Copy the data word for word, keeping every line.

START DATA SECTION

PR #26795, opened 2024-01-25
chore: refactor the github actions has-secrets logic

mistercrunch:
[reopening] While working on https://github.com/apache/superset/pull/26772, I realized that the has-secret logic was broken for unclear reasons. Now after doing this fix, I looked and realized that there's similar logic across about a dozen other gh actions, and thought it'd be a good thing to refactor/fix this with a reusable action.

Now many of these workflows are set to trigger on push-on-master only meaning it's less of an issue since a false positive on has-secret dpesn't matter in that context since there's always a secret.

I still thought I should refactor this to something we can trust and build upon.

The solution introduces this new simple reusable action.

One minor note is in cases where we need multiple secrets, as in say DOCKERHUB_TOKEN and DOCKERHUB_USER, we simply look at one and assume that's clear-enough of an indicator.

### DIFF
--- a/.github/workflows/check-secrets.yml
+++ b/.github/workflows/check-secrets.yml
@@ -9,6 +9,7 @@ on:
     outputs:
       has-secrets:
         type: string
+        value: ''
 
 jobs:
   check-secrets:
--- a/.github/workflows/check-secrets.yml
+++ b/.github/workflows/check-secrets.yml
@@ -8,7 +8,6 @@ on:
         type: string
     outputs:
       has-secrets:
-        type: string
         value: ''
 
 jobs:
--- a/.github/workflows/check-secrets.yml
+++ b/.github/workflows/check-secrets.yml
@@ -17,6 +17,8 @@ jobs:
         run: |
           if [[ -n "${{ secrets[inputs.secret_name] }}" ]]; then
             echo "has-secrets=true" >> "$GITHUB_ENV"
+            echo "DOCKERHUB_USER: ${{ secrets.DOCKERHUB_USER }}"
           else
             echo "has-secrets=false" >> "$GITHUB_ENV"
+            echo "DOCKERHUB_USER: ${{ secrets.DOCKERHUB_USER }}"
           fi
--- a/.github/workflows/check-secrets.yml
+++ b/.github/workflows/check-secrets.yml
@@ -6,6 +6,9 @@ on:
       secret_name:
         required: true
         type: string
+    outputs:
+      has-secrets:
+        type: string
 
 jobs:
   check-secrets:
--- a/.github/workflows/check-secrets.yml
+++ b/.github/workflows/check-secrets.yml
@@ -8,19 +8,19 @@ on:
         type: string
     outputs:
       has-secrets:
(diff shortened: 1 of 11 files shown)


rusackas:
> One minor note is in cases where we need multiple secrets, as in say DOCKERHUB_TOKEN and DOCKERHUB_USER, we simply look at one and assume that's clear-enough of an indicator.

END DATA SECTION

TASK OUTPUT:
PR #26795, opened 2024-01-25
chore: refactor the github actions has-secrets logic

mistercrunch:
[reopening] While working on https://github.com/apache/superset/pull/26772, I realized that the has-secret logic was broken for unclear reasons. Now after doing this fix, I looked and realized that there's similar logic across about a dozen other gh actions, and thought it'd be a good thing to refactor/fix this with a reusable action.

Now many of these workflows are set to trigger on push-on-master only meaning it's less of an issue since a false positive on has-secret dpesn't matter in that context since there's always a secret.

I still thought I should refactor this to something we can trust and build upon.

The solution introduces this new simple reusable action.

One minor note is in cases where we need multiple secrets, as in say DOCKERHUB_TOKEN and DOCKERHUB_USER, we simply look at one and assume that's clear-enough of an indicator.

### DIFF
--- a/.github/workflows/check-secrets.yml
+++ b/.github/workflows/check-secrets.yml
@@ -9,6 +9,7 @@ on:
     outputs:
       has-secrets:
         type: string
+        value: ''
 
 jobs:
   check-secrets:
--- a/.github/workflows/check-secrets.yml
+++ b/.github/workflows/check-secrets.yml
@@ -8,7 +8,6 @@ on:
         type: string
     outputs:
       has-secrets:
-        type: string
         value: ''
 
 jobs:
--- a/.github/workflows/check-secrets.yml
+++ b/.github/workflows/check-secrets.yml
@@ -17,6 +17,8 @@ jobs:
         run: |
           if [[ -n "${{ secrets[inputs.secret_name] }}" ]]; then
             echo "has-secrets=true" >> "$GITHUB_ENV"
+            echo "DOCKERHUB_USER: ${{ secrets.DOCKERHUB_USER }}"
           else
             echo "has-secrets=false" >> "$GITHUB_ENV"
+            echo "DOCKERHUB_USER: ${{ secrets.DOCKERHUB_USER }}"
           fi
--- a/.github/workflows/check-secrets.yml
+++ b/.github/workflows/check-secrets.yml
@@ -6,6 +6,9 @@ on:
       secret_name:
         required: true
         type: string
+    outputs:
+      has-secrets:
+        type: string
 
 jobs:
   check-secrets:
--- a/.github/workflows/check-secrets.yml
+++ b/.github/workflows/check-secrets.yml
@@ -8,19 +8,19 @@ on:
         type: string
     outputs:
       has-secrets:
(diff shortened: 1 of 11 files shown)


rusackas:
> One minor note is in cases where we need multiple secrets, as in say DOCKERHUB_TOKEN and DOCKERHUB_USER, we simply look at one and assume that's clear-enough of an indicator.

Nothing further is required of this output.